EDIT: sorry, missed a question. I went to the ER twice in over a year, but had I given in every time I felt like I *should* go, I'd have just moved in. lol
I agree. I wish there’d be more of a focus on addressing the emotional part of anxiety. Lol sometimes I feel that way like maybe I’ll just move in to the ER since I’m here too often anyway lol. But I just say I’m having an easier time rationalizing through the anxiety.
There is “NOTHING SIMPLE” about an anxiety disorder.. it is very difficult to treat...willpower is very difficult when you are going down the rabbit hole..

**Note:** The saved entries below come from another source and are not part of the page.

Issue #3522, opened 2020-10-02
Theme gallery


slorber:
## Theme gallery

We'd like to have multiple Docusaurus themes.

For now:
- only the classic theme is usable, which does not give many options to users. 
- the bootstrap theme is a WIP but not really usable yet.
- the community would also appreciate a Tailwind theme: https://github.com/facebook/docusaurus/issues/2961

We agreed that those themes should all rather implement the same UX and work with docs, blog, pages... 
This way, we can:
- Share some UI-related code across the 3 themes in a `@docusaurus/utils-client` package
- Share the same integration test suite
- Share the same theme options, and validation/normalization
- Only implement styled components per theme

Related issues to read, as we already had theme-gallery related discussions with @fanny here:
- Cypress integration tests: https://github.com/facebook/docusaurus/pull/3468
- Sharing code between  themes: https://github.com/facebook/docusaurus/pull/2714

vthirupathi:
Hi, is this still a desired feature? I'm considering working on it

slorber:
Hi @vthirupathi , this is still a desired feature, but we need to factorize some code to make this happen first, and then we'll likely delegate it to MLH interns.
We are not yet looking for external contributors for this issue.

maurerbot:
Any ETA on the tailwind preset?

slorber:
no progress but we now have a "configurePostCss" hook and users are already using Tailwind with Docusaurus here: https://github.com/facebook/docusaurus/issues/2961

PR #3775, opened 2020-11-18
@docusaurus/theme-common

slorber:
## Motivation

- need to share code across multiple themes, so that we can create implement same ux on multiple themes (https://github.com/facebook/docusaurus/issues/3522)
- need to protect theme implementation details from swizzling, and only expose a subset of comps (mostly design/layout-related components)
- need to address import issues when swizzling a component that imports internal theme code (https://github.com/facebook/docusaurus/issues/3747)

Solution: `@docusaurus/theme-common` package for shared client-side theme code.

- independent from a specific theme/styling
- its code is considered internal (but we must avoid api breaking changes to avoid breaking swizzled comps anyway)

yes

## Test Plan

Tests + preview + build keeps working as usual

## Related PRs

https://github.com/facebook/docusaurus/pull/3752
https://github.com/facebook/docusaurus/pull/2714


lex111 (approved):
Awesome!

PR #3778, opened 2020-11-18
chore(v2): prepare v2.0.0.alpha-67 release

slorber:
## Motivation

Release v2.0.0.alpha-67

### Have you read the [Contributing Guidelines on pull requests](https://github.com/facebook/docusaurus/blob/master/CONTRIBUTING.md#pull-requests)?

Yes

## Test Plan

Preview

PR #3779, opened 2020-11-18
chore(v2): prepare v2.0.0.alpha-68 release

slorber:
## Motivation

Taking meds IS NOT the same as drinking . People with anxiety have unbalanced brain chemicals and need help to balance them.. MEDS are the best thing that ever happened for people with anxiety.. couple that with getting enough sleep, a good diet and most of all...EXERCISE...
There are many that suffer with anxiety over a lifetime and wishing it away is not possible by most anxiety sufferers... :(:(
Ok I’m not sure why my other post is still there I thought I accidentally deleted it but oh well.
This is exactly how I feel. It makes me want to give up. I feel like I can’t even think straight. I have been diagnosed with Lyme disease but I can’t even handle the treatment.